With many, many thanks to Frederick Cheung, who without this would’ve been way more painful and time-consuming. My original question and our discussion can be found here.

At my new job we signed up with ZenDesk, which acts as our helpdesk/ticketing system for our clients who sign up to our site and buy our product. Because ZenDesk uses emails instead of plain ol’ usernames for authentication, Ruby chucked a fit when we tried doing stuff like:

class User < ActiveResource::Base
self.site = "http://ouremail@ourwebsite.com:ourpassword@ourplace.zendesk.com"
end

Ruby’s URI class just didn’t like that first @ sign in there! So Fred originally recommended we try to encode it, %40. That didn’t work. Then the next morning Fred suggests doing this:

class User < ActiveResource::Base
self.site = "http://ourplace.zendesk.com"

def (self.site).user
"ouremail@ourwebsite.com"
end

def (self.site).password
"ourpassword"
end

end

And ‘lo and behold the thing worked!

So for all you savvy kids using Rails’ ActiveResource and trying to make it play nice with ZenDesk, that’s how we did it.
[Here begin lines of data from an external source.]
PR #41, opened 2022-08-05
Feat/make dapp nextjs

devceline:
# Changes
- Move `react-dapp-v2` from a SPA to a nextjs app


dapps/react-dapp-v2/package.json
```diff
@@ -1,31 +1,13 @@
...
-  "bugs": {
-    "url": "https://github.com/walletconnect/walletconnect-monorepo/issues"
-  },
-  "resolutions": {
-    "react-error-overlay": "6.0.9"
+    "dev": "next dev",
+    "build": "next build",
+    "start": "next start",
+    "lint": "next lint",
+		"prettier:write": "prettier --write '**/*.{js,ts,jsx,tsx}'"
```
bkrem, line 10: Indentation

dapps/react-dapp-v2/src/pages/api/hello.ts
```diff
@@ -0,0 +1,13 @@
+// Next.js API route support: https://nextjs.org/docs/api-routes/introduction
```
bkrem, line 1: Can remove this since it's just the boilerplate API route.

bkrem (changes requested):
One thing I can't comment on the file directly in the diff: I think we can remove https://github.com/WalletConnect/web-examples/pull/41/files#diff-fbc553e80c2f002d9c416efaec6a1364dfb23ff4b753156d986e0e8611a909f2 (leftover `react-app-env.d.ts`)

Great stuff and I still can't keep up with your turnaround time! 😄 A few small things I think we need to tweak, but I gave it a spin both on the deploy and locally and it's looking really good 🙌 

Will wait with merging upstream to `main` until Monday regardless, it seems totally fine but I'd rather leave the tried-and-true version up for the weekend to avoid possibly blocking people from testing v2 👍

bkrem (approved):

PR #47, opened 2022-08-25
Fix incorrect env var ref

devceline:
# Changes

- Change `process.env.RELAY_URL` to `process.env.NEXT_PUBLIC_RELAY_URL`


IljaDaderko (approved):
👍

Then I went a little further with the refactoring and just made a ZenDesk model:

class ZenDesk < ActiveResource::Base

self.site = "http://ourplace.zendesk.com"

def (self.site).user
"ouremail@ourwebsite.com"
end

def (self.site).password
"ourpassword"
end

end
end

And then got the models I wanted to inherit from that.

class User < ZenDesk
end

Brilliant!

Also one more note. If you’re going through and testing out creating Organisations/Users in ZenDesk through ActiveResource, don’t forget to delete them as you go! It’s time-consuming clicking edit, and then the delete button for 50 odd objects… but of course you could do this:

for i in original_object_id..last_object_id
User.find(i).destroy
end

Which, if you did it, say, all in the same day like I did, should delete all the users within that range.